Department of Cardiothoracic and Vascular Surgery, Medical Centre of the Johannes Gutenberg University of Mainz, Mainz, Germany.
Eur J Cardiothorac Surg. 2011 Oct;40(4):858-68. doi: 10.1016/j.ejcts.2011.01.046. Epub 2011 Mar 3.
Thoracic endovascular aortic repair (TEVAR) has emerged as a promising therapeutic alternative to conventional open aortic replacement but it requires suitable proximal and distal landing zones for stent-graft anchoring. Many aortic pathologies affect in the immediate proximity of the left subclavian artery (LSA) limiting the proximal landing zone site without proximal vessel coverage. In patients in whom the distance between the LSA and aortic lesion is too short, extension of the landing zone can be obtained by covering the LSA's origin with the endovascular stent graft (ESG). This manoeuvre has the potential for immediate and delayed neurological and vascular symptoms. Some authors, therefore, propose prophylactic revascularisation of the LSA by transposition or bypass, while others suggest prophylactic revascularisation only under certain conditions, and still others see no requirement for prophylactic revascularisation in anticipation of LSA ostium coverage. In this review about LSA revascularisation in TEVAR patients with coverage of the LSA, we searched the electronic databases MEDLINE and EMBASE historically until the end date of May 2010 with the search terms left subclavian artery, covering, endovascular, revascularisation and thoracic aorta. We have gathered the most complete scientific evidence available used to support the various concepts to deal with this issue. After a review of the current available literature, 23 relevant articles were found, where we have identified and analysed three basic treatment concepts for LSA revascularisation in TEVAR patients (prophylactic, conditional prophylactic and no prophylactic LSA revascularisation). The available evidence supports prophylactic revascularisation of the LSA before ESG LSA coverage when preoperative imaging reveals abnormal supra-aortic vascular anatomy or pathology. We further conclude that elective patients undergoing planned coverage of the LSA during TEVAR should receive prophylactic LSA transposition or LSA-to-left-common-carotid-artery (LCCA) bypass surgery to prevent severe neurological complications, such as paraplegia or brain stem infarction.

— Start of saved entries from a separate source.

PR #13490, opened 2022-12-01
EMFX: AnimGraph profiler to mainline

amzn-rhhong:
## What does this PR do?

Merge the Anim Graph profiler code to mainline.
Code is already reviewed in the animation/animgraphprofiler branch. Feedback are still welcomed.

https://user-images.githubusercontent.com/69218254/205183390-7bed1611-45a4-4d99-bc6f-473d6e269455.mp4


ParasiteSt:
@amzn-rhhong This is more of a UI question, is there a better location for the debug information (maybe right above or below the node)? I like seeing it with each node to know if goes with that said node, but it seems like the debug info really overlays all other information on the node, which would end up making it hard to know what nodes debug info you are looking at if the graph gets complex.

hultonha:
> @amzn-rhhong This is more of a UI question, is there a better location for the debug information (maybe right above or below the node)? I like seeing it with each node to know it goes with that said node, but it seems like the debug info really overlays all other information on the node, which would end up making it hard to know what nodes debug info you are looking at if the graph gets complex.

Good suggestion @ParasiteSt but might we be able to do this as a fast-follow PR to get this functionality in and then make the UX change as a separate polish PR after? Thanks for the idea, it would be good to loop in @o3de/sig-ui-ux for their thoughts too.

hultonha:
@amzn-rhhong It looks like DCO is failing, you may need to follow the new DCO verification steps to get it resolved

Gems/EMotionFX/Code/EMotionFX/Source/AnimGraphNode.cpp
```diff
@@ -2537,4 +2571,53 @@ namespace EMotionFX
...
+        , m_animGraphInstance(animGraphInstance)
+        , m_profileMode(mode)
+        , m_isIncomingNode(incomingNode)
+        , m_startPoint(AZStd::chrono::system_clock::now())
+    {
+    }
+
+    AnimGraphNode::ProfileSection::~ProfileSection()
+    {
+        if (m_node->GetProfileMode() & static_cast<AZ::u8>(m_profileMode))
```
hultonha, line 2606: uber nice: It's good to be explicit here and make this a bool check by doing...

```
if ((m_node->GetProfileMode() & static_cast<AZ::u8>(m_profileMode)) != 0)
```

Gems/EMotionFX/Code/EMotionFX/Source/AnimGraphNode.cpp
```diff
@@ -2537,4 +2571,53 @@ namespace EMotionFX
...
+        {
+            AZStd::chrono::nanoseconds duration = AZStd::chrono::system_clock::now() - m_startPoint;
+            if (AnimGraphNodeData* pUniqueData = m_node->FindOrCreateUniqueNodeData(m_animGraphInstance))
```
hultonha, line 2609: nit/standards: Is it possible to do a pass on the naming to remove the hungarian notation we don't usually use (so this just becomes `uniqueData` (not `pUniqueData`)

Gems/EMotionFX/Code/EMotionFX/Source/AnimGraphNode.h
```diff
@@ -943,7 +944,46 @@ namespace EMotionFX
...
+        {
+            Update = 1 << 0,
+            TopDown = 1 << 1,
+            PostUpdate = 1 << 2,
+            Output = 1 << 3
+        };
+
+        AZ::u8 m_profileMode = 0;
+        virtual void SetProfileMode(AZ::u8 profileMode) { m_profileMode = profileMode; };
+        virtual AZ::u8 GetProfileMode() { return m_profileMode; };
```
hultonha, line 958: nit: This can be `const`

Gems/EMotionFX/Code/EMotionFX/Tools/EMotionStudio/Plugins/StandardPlugins/Source/AnimGraph/BlendGraphViewWidget.cpp
```diff
@@ -565,6 +594,55 @@ namespace EMStudio
...
+        case VISUALIZATION_PROFILING_TOPDOWN:
+            displayFlags = AnimGraphPlugin::DISPLAYFLAG_PROFILING_TOPDOWN;
+            break;
+        case VISUALIZATION_PROFILING_POSTUPDATE:
+            displayFlags = AnimGraphPlugin::DISPLAYFLAG_PROFILING_POSTUPDATE;
+            break;
+        case VISUALIZATION_PROFILING_OUTPUT:
+            displayFlags = AnimGraphPlugin::DISPLAYFLAG_PROFILING_OUTPUT;
+            break;
+        default:
```
hultonha, line 626: suggestion: minor defensive programming but it's good form to add a `break` after the `default` case just in case someone adds something after this in future - not 100% necessary but it's good hygiene

ParasiteSt:
@hultonha that is a great idea as well. This functionality should be a priority over ux changes. Also having thoughts from the sig-ui-ux would be the best approach to make sure it is a comfortable change that most developers will like, and not made for one.

hultonha (approved):
Overall change looks great, I just have a few minor suggestions and would like to follow-up on the best usage of the new define just to make it consistent and easy to disable for release builds

Gems/EMotionFX/Code/CMakeLists.txt
```diff
@@ -40,6 +40,7 @@ ly_add_target(
     COMPILE_DEFINITIONS
         PUBLIC
             EMFX_DEVELOPMENT_BUILD
+            EMFX_ANIMGRAPH_PROFILER_ENABLED
```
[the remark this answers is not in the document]
amzn-rhhong: I thought about that as well. But I personally think the EMFX_DEVELOPMENT_BUILD define is too general. For example, user could want to still use the analysisor code to observe the performance of a non-development build.

Gems/EMotionFX/Code/EMotionFX/Source/AnimGraphNode.cpp
amzn-rhhong: good call

Gems/EMotionFX/Code/EMotionFX/Tools/EMotionStudio/Plugins/StandardPlugins/Source/AnimGraph/BlendGraphViewWidget.cpp
```diff
@@ -565,6 +594,55 @@ namespace EMStudio
...
     }
 
+#if defined(EMFX_ANIMGRAPH_PROFILER_ENABLED)
+    void BlendGraphViewWidget::AddProfilingAction(const char* actionName, EOptionFlag optionFlag)
+    {
+        m_actions[optionFlag] = new QAction(
+            tr(actionName),
+            this);
+        m_actions[optionFlag]->setCheckable(true);
+        connect(m_actions[optionFlag], &QAction::triggered, this, [=]([[maybe_unused]] bool checked) { OnDisplayProfiling(optionFlag); });
```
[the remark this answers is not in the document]
amzn-rhhong: good call

Gems/EMotionFX/Code/EMotionFX/Tools/EMotionStudio/Plugins/StandardPlugins/Source/AnimGraph/BlendGraphViewWidget.cpp
amzn-rhhong: who would be that insane to add more condition code after default?

amzn-rhhong:
@ParasiteSt In the blend tree view it doesn't block the name of the node
image
The problem is in the state machine view i think. I can try to move it down a few pixel.

AMZN-alexpete (approved):
Awesome :smile: my only suggestion - likely for a future changelist- would be to support changing the display mode to show some average over a time period (1sec), weighted average or max or something in case the numbers in the display are changing so fast it's hard to read.

Gems/EMotionFX/Code/EMotionFX/Tools/EMotionStudio/Plugins/StandardPlugins/Source/AnimGraph/BlendGraphViewWidget.cpp
hultonha: You never know 😉

Gems/EMotionFX/Code/CMakeLists.txt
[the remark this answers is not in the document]
hultonha: What would be your suggestion for the best way to fix this @lumberyard-employee-dm? We'd essentially like to have this on/enabled by default in Debug and Profile configurations but disabled in Release. It would be possible for users to set it on in Release if they really wanted it, but it shouldn't be on by default. I believe @lawsonamzn suggested a generator expression might be the best way to handle this? Something like...

```
$<$<NOT:$<CONFIG:release>>:EMFX_ANIMGRAPH_PROFILER_ENABLED>
```

PR #13493, opened 2022-12-02
Material Canvas: Separated MaterialCanvasDocument into MaterialGraphCompiler and a configurable GraphDocument

gadams3:
## What does this PR do?

This change splits the material canvas document class into two distinct pieces. The first piece is a general purpose, configurable graph document class for integrating with graph model. That was moved to atom tools framework for now. The second part is the material graph compiler, which transforms the graph into all of the generated shader and material assets. It was almost an even split across the middle of the original file.

In addition to that, all of the “experimental” labels were changed to “preview”.

Lastly, a notification was added to the RHI factory manager so material canvas could be informed when the RHI factory was set up before assets load.

## How was this PR tested?

Confirmed that the new graph document and view classes can load, display, and edit graphs.
Confirmed that material canvas graphs continue to be converted into the expected materials and shaders.


galibzon (approved):

Gems/Atom/Tools/MaterialCanvas/Code/Source/Window/MaterialCanvasMainWindow.h
```diff
@@ -27,7 +27,7 @@
 
 namespace MaterialCanvas
 {
-    //! MaterialCanvasMainWindow
+    //! MaterialCanvasMainWindow Creates and manages all of the craft canvas and viewport related docked windows for Material Canvas.
```
santorac, line 30:
```suggestion
    //! MaterialCanvasMainWindow creates and manages all of the graph canvas and viewport related docked windows for Material Canvas. 
```

santorac (approved):

cgalvan (approved):

PR #13515, opened 2022-12-02
Fix entity selection when parent instance is the root

### LINKED ISSUE #13415: Prefabs: With overrides enabled, selecting an entity in the Viewport selects its root entity
**Describe the bug**
With overrides enabled, selecting an entity in the Viewport selects its root entity.

**Assets required**
[!Important!] Please provide sample assets needed to reproduce the issue, either as an [attachment](https://docs.github.com/en/get-started/writing-on-github/working-with-advanced-formatting/attaching-files) or as a link to a public asset in Github.

**Steps to reproduce**
1. Launch the Editor with prefab overrides enabled:
```
Editor.exe --regset=O3DE/Preferences/Prefabs/EnableOverridesUx=true
```
2. Create a new level.
3. Create an entity hierarchy in the level with a parent, child, and grandchild.
4. Move the entities so they're not on top of each other.
5. In the Viewport, select the grandchild entity.

**Expected behavior**
Grandchild entity is selected.

**Actual behavior**
The Parent entity is selected.

**Screenshots/Video**
https://user-images.githubusercontent.com/82226555/204357919-76388673-aa25-46e7-970f-94ffe591c0d9.mp4

**Found in Branch**
development@ 4f2ce1cda6d8fd986c7fcae9c0d6e2eaded453c8

**Additional context**
1. This does not occur if the user drags in the Viewport to select rather than directly clicking the entity.
2. This does not occur if the user selects entities in the Entity Outliner.

michabr:

## What does this PR do?

This PR fixes some of the entity selection logic for when prefab override UX is enabled. It was not allowing descendant entities to be selected in the viewport for entities whose owning instance is the root (level).

Fixes #13415.

## How was this PR tested?

Manual testing in Editor.

### DIFF
--- a/Code/Framework/AzToolsFramework/AzToolsFramework/ContainerEntity/ContainerEntitySystemComponent.cpp
+++ b/Code/Framework/AzToolsFramework/AzToolsFramework/ContainerEntity/ContainerEntitySystemComponent.cpp
@@ -128,36 +128,32 @@ namespace AzToolsFramework
                 return entityId;
             }
 
-            // Return the highest closed container, or the entity if none is found.
-            AZ::EntityId secondLastOpenContainerBeforeSelection = entityId;
-            AZ::EntityId lastOpenContainerBeforeSelection = entityId;
+            // Return the highest unselected ancestor container of the entity, or the entity if none is found.
+            AZ::EntityId highestUnselectedAncestorContainer = entityId;
 
             // Skip the queried entity, as we only want to check its ancestors.
             AZ::TransformBus::EventResult(entityId, entityId, &AZ::TransformBus::Events::GetParentId);
 
-            // Assumption - there are no closed containers. This is due to the way PrefabEditScope::NESTED_INSTANCES works,
-            // since we open all descendant containers of the focused prefab.
-            // If this is no longer the case, this code will need a rewrite.
-
-            // Go up the hierarchy until you hit the root
+            // Go up the hierarchy until you hit the root or a selected container
             while (entityId.IsValid())
             {
-                if (IsContainer(entityId) &&
-                    AZStd::find(selectedEntities.begin(), selectedEntities.end(), entityId) != selectedEntities.end())
+                if (IsContainer(entityId))
                 {
-                    return lastOpenContainerBeforeSelection;
-                }
-                else
-                {
-                    secondLastOpenContainerBeforeSelection = lastOpenContainerBeforeSelection;
-                    lastOpenContainerBeforeSelection = entityId;
+                    if (AZStd::find(selectedEntities.begin(), selectedEntities.end(), entityId) != selectedEntities.end())
+                    {
+                        // Found a selected container
+                        break;
+                    }
+                    else
+                    {
+                        highestUnselectedAncestorContainer = entityId;
+                    }
                 }
 
                 AZ::TransformBus::EventResult(entityId, entityId, &AZ::TransformBus::Events::GetParentId);
             }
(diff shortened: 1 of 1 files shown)


dtamkin1 (approved):

lsemp3d (approved):

AMZN-daimini (approved):
Looks good, thanks for fixing this!

hultonha:
Any chance we could add a test for this at the same time @michabr? 😁

michabr:
> Any chance we could add a test for this at the same time @michabr? 😁

@hultonha OK I'll look into adding a test now before submitting.

Code/Framework/AzToolsFramework/AzToolsFramework/ContainerEntity/ContainerEntitySystemComponent.cpp
```diff
@@ -128,36 +128,32 @@ namespace AzToolsFramework
...
-            AZ::EntityId lastOpenContainerBeforeSelection = entityId;
+            // Return the highest unselected ancestor container of the entity, or the entity if none is found.
+            AZ::EntityId highestUnselectedAncestorContainer = entityId;
 
             // Skip the queried entity, as we only want to check its ancestors.
             AZ::TransformBus::EventResult(entityId, entityId, &AZ::TransformBus::Events::GetParentId);
 
-            // Assumption - there are no closed containers. This is due to the way PrefabEditScope::NESTED_INSTANCES works,
-            // since we open all descendant containers of the focused prefab.
-            // If this is no longer the case, this code will need a rewrite.
```
forkercat, line 140: question: Since we are removing these comments, would it be good to update the API comment to describe the "no closed container" case? It looks like if the override flag is on, the lines after 160 won't be executed at all.

```cpp
//! Detects if one of the ancestors of entityId is a closed container entity.
//! @return The highest closed entity container id if any, or entityId otherwise.
virtual AZ::EntityId FindHighestSelectableEntity(AZ::EntityId entityId) const = 0;
```

forkercat (approved):
Thanks for fixing this!

hultonha:
> > Any chance we could add a test for this at the same time @michabr? 😁
> 
> @hultonha OK I'll look into adding a test now before submitting.

Amazing thank you, let me know if you run into any problems trying to set it up and I'll see if I can help. Writing tests can sometimes be more of a pain than fixing the bug but long term they're incredible valuable to help ensure the software is continuing to do what we think it should be doing. Thanks for taking a look!

michabr:
> 

It looks like there's already a test for this but it didn't catch the issue because PrefabOverridesEnabled is false in the tests. I'm going to create a new ticket/PR to change the logic so that it doesn't rely on that flag.

Code/Framework/AzToolsFramework/AzToolsFramework/ContainerEntity/ContainerEntitySystemComponent.cpp
michabr: I'm making a follow up ticket to change the logic so that there's no branching on PrefabsOverridesEnabled flag.

hultonha:
> > 
> 
> It looks like there's already a test for this but it didn't catch the issue because PrefabOverridesEnabled is false in the tests. I'm going to create a new ticket/PR to change the logic so that it doesn't rely on that flag.

Okay cool good to hear, if you can link the ticket here once it's created that'd be great! Thanks for investigating @michabr :+1:

PR #13519, opened 2022-12-03
Action Manager - Migrate the Viewport ToolBar to use the new system (Part 2)

AMZN-daimini:
## What does this PR do?

Migrates the remaining menus for the Viewport ToolBar to the new Action Manager.
ViewportToolBar

This changes the UI for some of the menus to standardize it.

## How was this PR tested?

Manual testing. Verified settings are updated correctly in both directions (if a setting is changed in the Editor Preferences, it gets updated correctly in this menu too and viceversa).


Code/Editor/EditorViewportSettings.cpp
```diff
@@ -288,6 +297,9 @@ namespace SandboxEditor
     void SetCameraSpeedScale(float speedScale)
     {
         AzToolsFramework::SetRegistry(CameraSpeedScaleSetting, speedScale);
+
+        AzToolsFramework::ViewportInteraction::ViewportSettingsNotificationBus::Broadcast(
+            &AzToolsFramework::ViewportInteraction::ViewportSettingNotifications::OnCameraSpeedScaleChanged, speedScale);
```
hultonha, line 302: question/suggestion: I don't think this should need to be added if we use an event like everything else does (see top of file), I know it's a bit more typing but at least things are then consistent for now, instead of mixing how notifications are sent?

Code/Editor/ViewPane.cpp
```diff
@@ -51,13 +53,26 @@
...
 static constexpr AZStd::string_view ViewportTopToolBarIdentifier = "o3de.toolbar.viewport.top";
 
+static const std::pair<int, int> ViewportRatios[] = { { 16, 9 }, { 16, 10 }, { 4, 3 }, { 5, 4 } };
+static const size_t ViewportRatiosCount = sizeof(ViewportRatios) / sizeof(ViewportRatios[0]);
+static const std::pair<int, int> ViewportResolutions[] =
+    { { 1280, 720 }, { 1920, 1080 }, { 2560, 1440 }, { 2048, 858 }, { 1998, 1080 }, { 3480, 2160 } };
+static const size_t ViewportResolutionsCount = sizeof(ViewportResolutions) / sizeof(ViewportResolutions[0]);
+
+
+
```
hultonha, line 75: uber nit: Update 3 lines break to just 1

Code/Editor/ViewPane.cpp
```diff
@@ -397,19 +465,115 @@ void CLayoutViewPane::OnActionRegistrationHook()
...
+        AZStd::string actionIdentifier = AZStd::string::format("o3de.action.viewport.size.ratio[%i:%i]", width, height);
+        AzToolsFramework::ActionProperties actionProperties;
+        actionProperties.m_name = AZStd::string::format("%i:%i", width, height);
+        actionProperties.m_category = "Viewport Size Ratio";
+
+        m_actionManagerInterface->RegisterAction(
+            EditorMainWindowActionContextIdentifier,
+            actionIdentifier,
+            actionProperties,
+            [&, w = width, h = height]
```
hultonha, line 489: nit: Should we capture `this` here instead of `&`?

Code/Editor/ViewPane.cpp
```diff
@@ -397,19 +465,115 @@ void CLayoutViewPane::OnActionRegistrationHook()
...
+        constexpr AZStd::string_view actionIdentifier = "o3de.action.viewport.size.resolution.custom";
+        AzToolsFramework::ActionProperties actionProperties;
+        actionProperties.m_name = "Custom...";
+        actionProperties.m_category = "Viewport Size Resolution";
+
+        m_actionManagerInterface->RegisterAction(
+            EditorMainWindowActionContextIdentifier,
+            actionIdentifier,
+            actionProperties,
+            [&]
```
hultonha, line 554: nit: It may only be necessary to capture `this` here potentially

Code/Editor/ViewPane.cpp
```diff
@@ -424,18 +588,68 @@ void CLayoutViewPane::OnMenuBindingHook()
...
+    {
+        m_menuManagerInterface->AddSubMenuToMenu(ViewportSizeMenuIdentifier, ViewportSizeRatioMenuIdentifier, 100);
+        {
+            for (size_t i = 0; i < ViewportRatiosCount; ++i)
+            {
+                int width = ViewportRatios[i].first;
+                int height = ViewportRatios[i].second;
+                AZStd::string actionIdentifier = AZStd::string::format("o3de.action.viewport.size.ratio[%i:%i]", width, height);
+
+                m_menuManagerInterface->AddActionToMenu(ViewportSizeRatioMenuIdentifier, actionIdentifier, 100 * (aznumeric_cast<int>(i) + 1));
```
hultonha, line 602: suggestion: In this function is it worth moving the `100`s to a constant so it's easier to know what it is referring to (be easier to change in one place in future too then 🙂)

Code/Editor/EditorViewportSettings.cpp
AMZN-daimini: I have transitioned this to use AZ::Event.

Code/Editor/Core/Widgets/ViewportSettingsWidgets.cpp
```diff
@@ -0,0 +1,154 @@
...
+
+#include <Core/Widgets/ViewportSettingsWidgets.h>
+#include <EditorViewportSettings.h>
+
+#include <QHBoxLayout>
+
+constexpr int FieldMargins = 17;
+constexpr int SpinBoxWidth = 64;
+
+PropertyInputDoubleWidget::PropertyInputDoubleWidget()
```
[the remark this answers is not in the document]
hultonha: Awesome thank you!

Code/Editor/EditorViewportSettings.cpp
hultonha: Perfect thanks!

hultonha:
> > @AMZN-daimini I recently fixed some issues with focus when changing camera speed scale and fov (as well as grid and angle snapping). I just wanted to check how those drop down menus work. Does the menu immediately disappear when changing the value? As we actually made this not happen in the current version so it's easier to continue editing the value. Is there a chance of including a video showing changing the speed scale and then pressing enter to confirm? Thanks!
> 
> Thanks for the nudge, I thought it was working fine but in one of the menus it actually would trigger the action next to the submenu on Enter. I have added some code to stop propagation and it works as expected now.

Perfect thank you! 😍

胸主动脉腔内修复术(TEVAR)已成为传统主动脉置换术的一种有前途的治疗选择,但它需要合适的近端和远端锚定区来固定支架移植物。许多主动脉病变紧邻左锁骨下动脉(LSA),导致近端锚定区受限,而没有近端血管覆盖。对于 LSA 与主动脉病变之间距离过短的患者,可以通过用血管内支架移植物(ESG)覆盖 LSA 的起源来延长锚定区。这种操作可能会立即和延迟出现神经和血管症状。因此,一些作者建议通过转位或旁路进行 LSA 的预防性血运重建,而另一些作者则建议仅在某些情况下进行预防性血运重建,还有一些作者认为在预见 LSA 开口覆盖时无需进行预防性血运重建。在这篇关于 TEVAR 患者中 LSA 覆盖时 LSA 血运重建的综述中,我们在 MEDLINE 和 EMBASE 电子数据库中搜索了历史记录,截至 2010 年 5 月的截止日期,使用的检索词是左锁骨下动脉、覆盖、血管内、血运重建和胸主动脉。我们收集了支持处理这一问题的各种概念的最完整的科学证据。在对现有文献进行回顾后,发现了 23 篇相关文章,其中我们确定并分析了 TEVAR 患者中 LSA 血运重建的三种基本治疗概念(预防性、条件性预防性和非预防性 LSA 血运重建)。现有证据支持在 ESG 覆盖 LSA 之前对 LSA 进行预防性血运重建,如果术前影像学显示主动脉上血管解剖或病变异常。我们进一步得出结论,在 TEVAR 期间计划覆盖 LSA 的择期患者应接受预防性 LSA 转位或 LSA 至左侧颈总动脉(LCCA)旁路手术,以预防严重的神经并发症,如截瘫或脑干梗死。